Sie haben eine Wohnung, die Kinder eigene Zimmer. Anoosh Bet-Benjamin und ihre Kinder Jilbert (hinten) sowie Jizek leben in Zschopau.
Foto: Trautmann
Ohne Wohnheime geht es auch künftig nicht
Umsetzung des Kreistagsbeschlusses, mehr Asylbewerber in Wohnungen unterzubringen, wird nicht von heute auf morgen erfolgen
Annaberg-Buchholz/Zschopau. Der vom Kreistag im Juni beschlossene Umzug einer großen Mehrheit Asylbewerber aus Heimen in Wohnungen wird "nicht von heute auf morgen" erfolgen, das sei ein permanenter Prozess. Das sagte "Freie Presse" Peter Mühl, Referatsleiter für Ordnungsangelegenheit im Landratsamt. Mit großer Mehrheit entschieden die Räte, Familien, Ehepaare ohne Kind, Einzelpersonen mit Kind, ältere und kranke Menschen sowie Einzelpersonen mit psychischen Belastungen und nach Einzelfallprüfung ähnlich gelagerte Fälle dezentral in Kommunen unterzubringen.
Damit war der Kreistag weitergegangen, als es das Gesetz vorschreibt, denn der Beschluss sieht größtenteils eine Pauschalisierung der Fälle und somit keine Einzelfallprüfung vor. Peter Mühl sieht darin "eine Willensbekundung des Kreistages", verweist auf Gesetze, die eingrenzen, welche Personen in eine Wohnung ziehen dürfen: "Menschen mit gesundheitlichen Problemen nach Bestätigung durch den Amtsarzt und bei Vorliegen humanitärer Gründe." Er verweist darauf, dass die Zahl Asylbewerber die in Wohnungen leben, in den vergangenen drei Jahren gestiegen ist. Zur Kreisfusion 2008 seien 19 Prozent dezentral untergebracht gewesen, derzeit seien es 25 Prozent, "darunter vor allem Familien".
Vorreiter der dezentralen Unterbringung war der alte Mittlere Erzgebirgskreis. Zunehmend würden auch im Altkreis Annaberg asylsuchende Menschen nicht mehr in Heimen leben, sagte der Ausländerbeauftragte des Kreises, der Krumhermersdorfer Pfarrer und Leiter der Kirchlichen Erwerbsloseninitiative Zschopau (KEZ), Johannes Roscher. Ihn hat der Beschluss des Kreistages "nicht überrascht". Er sieht darin eine Untermauerung dessen, was im mittleren Erzgebirge und der Annaberger Region schon "länger praktiziert wird". Und er hat eine ganz eigene Interpretation der im Beschluss genannten Personengruppen: "Eigentlich betrifft das alle Asylbewerber. Wer längere Zeit im Heim untergebracht ist, bekommt psychische Probleme." Doch Johannes Roscher bleibt realistisch: "So umfassend eine Umsetzung des Beschlusses wünschenswert wäre, ist sie doch kaum praktikabel."
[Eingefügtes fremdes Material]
PR #1058, opened 2025-09-18
[#709] Add initial set of end to end tests for CLI

### LINKED ISSUE #709: Add end-to-end tests for `iox2` CLI
## Brief Description

End-to-end tests for that CLI should be added to ensure changes to not break functionality.

orecham:
## Notes for Reviewer

Adds initial set of end-to-end tests for `iceoryx2-cli`.

Not all CLI functionality is covered, just the most straight-forward. Provides the foundation for adding more complex test cases in follow-ups.

Additionally:

1. A number of bugs that were discovered have been fixed:
    1. Print newline character after console output to prevent odd artifacts from being inserted by the terminal
    2. Print help for positional arguments
    3. Properly organize provided CLI options in `iox2-tunnel`
2. Some new features were added to facilitate testing and and some more QoL:
    1. Option to print summarized or detailed information of discovered services in `iox2 service discovery`
    2. Option to force overwrite in `iox2 config generate`
3. Each command was organized into their own modules for cleanliness
    1. Some commands are complex and utilize multiple helper functions
    2. Same convention applied to all commands (even the most simple ones) for consistency 

* [ ] Assign PR to reviewer

## References

Closes #709


iceoryx2-testing/end-to-end-testing/common.exp
orecham, line 1: Not sure if this is the best place to put this common script now that it is used outside of the examples directory ... accepting ideas.

elBoberido: We also did not like it when we created it but we had no better idea where to place it. Suggestions welcome.

iceoryx2/src/config.rs
```diff
@@ -126,7 +126,6 @@ impl core::error::Error for ConfigCreationError {}
 /// All configurable settings of a [`Service`](crate::service::Service).
 #[non_exhaustive]
 #[derive(Serialize, Deserialize, Debug, Clone, Eq, PartialEq)]
-#[serde(rename_all = "kebab-case")]
```
orecham, line 132: @elBoberido FYI I would like to remove this from our structs because it causes the RON output to prepend `#r` before every field (since it is not valid Rust syntax):

```
        global: (
            r#root-path: "/tmp/iceoryx2/",
            prefix: "iox2_",
            service: (
                directory: "services",
                r#data-segment-suffix: ".data",
                r#static-config-storage-suffix: ".service",
                r#dynamic-config-storage-suffix: ".dynamic",
                r#creation-timeout: (
                    secs: 0,
                    nanos: 500000000,
                ),
                r#connection-suffix: ".connection",
                r#event-connection-suffix: ".event",
                r#blackboard-mgmt-suffix: ".blackboard_mgmt",
                r#blackboard-data-suffix: ".blackboard_data",
            ),
            node: (
                directory: "nodes",
                r#monitor-suffix: ".node_monitor",
                r#static-config-suffix: ".details",
                r#service-tag-suffix: ".service_tag",
                r#cleanup-dead-nodes-on-creation: true,
                r#cleanup-dead-nodes-on-destruction: true,
            ),
        )
```

iceoryx2-testing/end-to-end-testing/common.exp
orecham: @elfenpiff Thoughts on creating this top-level `iceoryx2-testing` directory for utility scripts like this? I was also thinking to move the types used in examples to here too so they can be re-used in tests (e.g. the `ComplexData` type, which I am currently duplicating in the `iceoryx2-tunnel` test.

`iceoryx2-bb-testing` did not seem like the right place for these to me. The nesting in `iceoryx2-bb` does not seem fitting.

iceoryx2/src/config.rs
elBoberido: I wouldn't do that. It would completely break every config setup out there.

iceoryx2-testing/end-to-end-testing/common.exp
elBoberido: @orecham in theory, this could as well go into `internal/something`. It is currently only meant to be used in the repo

iceoryx2/src/config.rs
orecham: @elBoberido Hmm, if we ever want to change it, now (before `v1.0.0`) would be the time. Otherwise we need to live with this not-so-nice output from the default formater, which is currently `ron`.

We could of course change the default format to something else... although `ron` seems the most appropriate, given we the core is Rust.

elBoberido: Isn't this just for testing? Shouldn't the default formatter be TOML, which is also used for the config files

orecham: @elBoberido Not everything output by the CLI is a config. The format can be selected by the user using the `--format` option - the motivation here is that users can choose what they prefer and if they are parsing the output programatically specify the output (e.g. if they decide they prefer to parse it as JSON). For instance they might want to parse the output of `iox2 service subscribe` from a script or other application.

The default format was chosen kind of arbitrarily, but the train of thought was to use `ron` since it is a Rust project and besides the `r#` it seemed to be the most human-readable (other output formats deal with`ValueEnums` kind of strangely), but only Ron has this not-so-nice-to-read `r#` before strings.

Moving forward, we either:
1. Leave it as is and just live with the `r#` being  prepended for `ron`
2. Change the default formatting to something else (although users will still be able to choose something else)
3. Remove the `kebab-case` modification to the output

iceoryx2-testing/end-to-end-testing/common.exp
orecham: @elBoberido I moved the script to `internal/end-to-end-testing/`.

iceoryx2/src/config.rs
elBoberido: @orecham I'm not sure if I have the full picture :sweat_smile: 

The changes you are proposing are only for the config, which is currently TOML and editable by the user. Sure, for listing of the services, etc. something like RON makes more sense.

Where exactly comes the user into contact with the config and the output in RON?

From my subjective impression, it would not be worth to break the existing user config for this.

orecham: @elBoberido 

Maybe it is easier to illustrate when describing the user perspectives I am considering. Since my last comment, I have noticed that the CLI parsing perspective has an additional problem.

1. Consider a user reading the CLI output
    1. The prepended `'r#` is not so pretty
    1. The output is inconsistent, some outputs have fields with `kebab-case` and others with `camel_case` 
    1. In this case of just reading the output it is not too much of a big deal, it doesn't looks so nice but maybe we can live with it
        1. The not-so-pretty output is the original perspective I was thinking, but it is not so strong, I have even already reverted it on this branch, but unfortunately thought of something else we should consider
1. Consider a user writing a program (or script) to parse CLI output
    1. Here, the RON output is likely not to be used, so the `r#` is less of an issue
    2. More commonly we can expect JSON format being parsed
    3. Now we have some fields using `snake_case` and some fields using `kebab-case`
    4. If the user knows this ahead of time, they can work with this, but I would assume it would trip some users up initially

<details>
<summary>Current CLI Outputs</summary>

```
$ cargo run --bin iox2-node -- details 0000000018fdd2ed000043be0003f503 --format JSON
{
  "state": "Alive",
  "id": "0000000018fdd2ed000043be0003f503",
  "pid": 259331,
  "executable": "publish_subscribe_subscriber",
  "name": "",
  "config": {
    "global": {
      "root-path": "/tmp/iceoryx2/",
      "prefix": "iox2_",
      "service": {
        "directory": "services",
        "data-segment-suffix": ".data",
        "static-config-storage-suffix": ".service",
        "dynamic-config-storage-suffix": ".dynamic",
        "creation-timeout": {
          "secs": 0,
          "nanos": 500000000
        },
        "connection-suffix": ".connection",
        "event-connection-suffix": ".event",
        "blackboard-mgmt-suffix": ".blackboard_mgmt",
        "blackboard-data-suffix": ".blackboard_data"
      },
      "node": {
        "directory": "nodes",
        "monitor-suffix": ".node_monitor",
        "static-config-suffix": ".details",
        "service-tag-suffix": ".service_tag",
        "cleanup-dead-nodes-on-creation": true,
        "cleanup-dead-nodes-on-destruction": true
      }
    },
    "defaults": {
      "publish-subscribe": {
        "max-subscribers": 8,
        "max-publishers": 2,
        "max-nodes": 20,
        "subscriber-max-buffer-size": 2,
        "subscriber-max-borrowed-samples": 2,
        "publisher-max-loaned-samples": 2,
        "publisher-history-size": 0,
        "enable-safe-overflow": true,
        "unable-to-deliver-strategy": "Block",
        "subscriber-expired-connection-buffer": 128
      },
      "event": {
        "max-listeners": 16,
        "max-notifiers": 16,
        "max-nodes": 36,
        "event-id-max-value": 255,
        "deadline": null,
        "notifier-created-event": null,
        "notifier-dropped-event": null,
        "notifier-dead-event": null
      },
      "request-response": {
        "enable-safe-overflow-for-requests": true,
        "enable-safe-overflow-for-responses": true,
        "max-active-requests-per-client": 4,
        "max-response-buffer-size": 2,
        "max-servers": 2,
        "max-clients": 8,
        "max-nodes": 20,
        "max-borrowed-responses-per-pending-response": 2,
        "max-loaned-requests": 2,
        "server-max-loaned-responses-per-request": 2,
        "client-unable-to-deliver-strategy": "Block",
        "server-unable-to-deliver-strategy": "Block",
        "client-expired-connection-buffer": 128,
        "enable-fire-and-forget-requests": true,
        "server-expired-connection-buffer": 128
      },
      "blackboard": {
        "max-readers": 8,
        "max-nodes": 20
      }
    }
  }
}

$ cargo run --bin iox2-service -- details "My/Funk/ServiceName" --format JSON
{
  "service_id": "4eacadf2695a3f4b2eb95485759246ce1a2aa906",
  "service_name": "My/Funk/ServiceName",
  "attributes": [],
  "pattern": {
    "PublishSubscribe": {
      "max_subscribers": 8,
      "max_publishers": 2,
      "max_nodes": 20,
      "history_size": 0,
      "subscriber_max_buffer_size": 2,
      "subscriber_max_borrowed_samples": 2,
      "enable_safe_overflow": true,
      "message_type_details": {
        "header": {
          "variant": "FixedSize",
          "type_name": "iceoryx2::service::header::publish_subscribe::Header",
          "size": 40,
          "alignment": 8
        },
        "user_header": {
          "variant": "FixedSize",
          "type_name": "()",
          "size": 0,
          "alignment": 1
        },
        "payload": {
          "variant": "FixedSize",
          "type_name": "TransmissionData",
          "size": 16,
          "alignment": 8
        }
      }
    }
  },
  "nodes": {
    "num": 1,
    "details": [
      {
        "state": "Alive",
        "id": "0000000018fdd2ed000043be0003f503",
        "pid": 259331,
        "executable": "publish_subscribe_subscriber",
        "name": ""
      }
    ]
  }
}
```

</details>

I favor having uniform `camel_case` fields for the:
1. More human-readable output in the `ron` case (in my opinion)
2. Consistency in the CLI output, which is effectively an API

To mitigate the pain of updating configurations, I could implement something like `iox2 config check --fix` or something.

That being said, I would be fine to leave it as-is if the issues above are not deemed significant. 

Another option I guess would to be to create wrapper structs for the CLI output to keep the config use-cases separate.

elBoberido: Unfortunately, we did not version the config files. If this would be the case, we would be able to read the version and the print a warning to use `iox2 config check --fix`. We cold of course start with the versioning now, and if no version info is present, print the warning.

We will most probably also break the C++ API with the new `Optional`, so we might as well declare the v0.8.0 as `broken records` release :grimacing: 

@elfenpiff what is your opinion?

orecham: @elfenpiff Ping

elfenpiff: I side with @orecham on this one but I have no strong feelings. But this would have to be prepared a bit more in the release notes. We have to state search `-` and replace it with `_`

orecham: What about the idea of implementing a cli command to check and fix the config to make it easier for users to update their configs.

Something like `iox2 config check` and `iox2 config fix`.

It might take some time to actually get to this though. Not so sure it will be trivial to do it well.

elBoberido: Also no strong feeling about this. We will introduce breakages with the new C++ `Optional` so it might be a good idea to use the next release for other breaking changes as well.

orecham: @elBoberido @elfenpiff What is the final verdict for this release? Keep `kebab-case` or use `camel_case` to be consistent with the other config params? If we change it, we won't have an `iox2 config check` command for this release though.

dkroenke (approved):

iceoryx2/src/config.rs
orecham: I reverted to `kebab-case`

Für Neuankömmlinge, die nach Ankunft in Deutschland innerhalb zweier Tage in den Erzgebirgskreis vermittelt werden, eine Wohnung zu finden, sei "unmöglich". Und er schlussfolgert: "Ganz ohne Heimunterbringung wird es auch künftig nicht gehen." Trotzdem sei eine Übergangszeit von Heim zu Wohnung von "einem halben Jahr wünschenswert, ein Jahr ist praktikabel", sagt er. Und er berichtet von Härtefällen: Von Menschen - und das sei "nicht zumutbar" - die schon länger als sechs Jahre in einem Heim leben. Dort sollen laut Verwaltungsvorschrift vom 26. Juni 2009 eine Wohn- und Schlafraumfläche von sechs Quadratmetern pro Bewohner nicht unterschritten und in einem Raum nicht mehr als fünf Bewohner untergebracht werden. Auf fünf Bewohner sollen ein Waschbecken, eine Dusche auf zehn entfallen.